Data shown: Begin
PR #4982, opened 2024-10-14
feat(playground): create llm span for playground runs

### LINKED ISSUE #4856: [playground][gql] LLM span recording of chat completions (persistence)
Persist the contents of the chat completion payload and invocation parameters to the database under a playground project.

axiomofjoy:
Creates LLM span for playground runs.

Screenshot 2024-10-13 at 9 16 06 PM
Screenshot 2024-10-13 at 9 16 18 PM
Data shown: End
Activity
Within the entries above, find every line where the string "chat" occurs, and copy it.

Your response
### LINKED ISSUE #4856: [playground][gql] LLM span recording of chat completions (persistence)
Persist the contents of the chat completion payload and invocation parameters to the database under a playground project.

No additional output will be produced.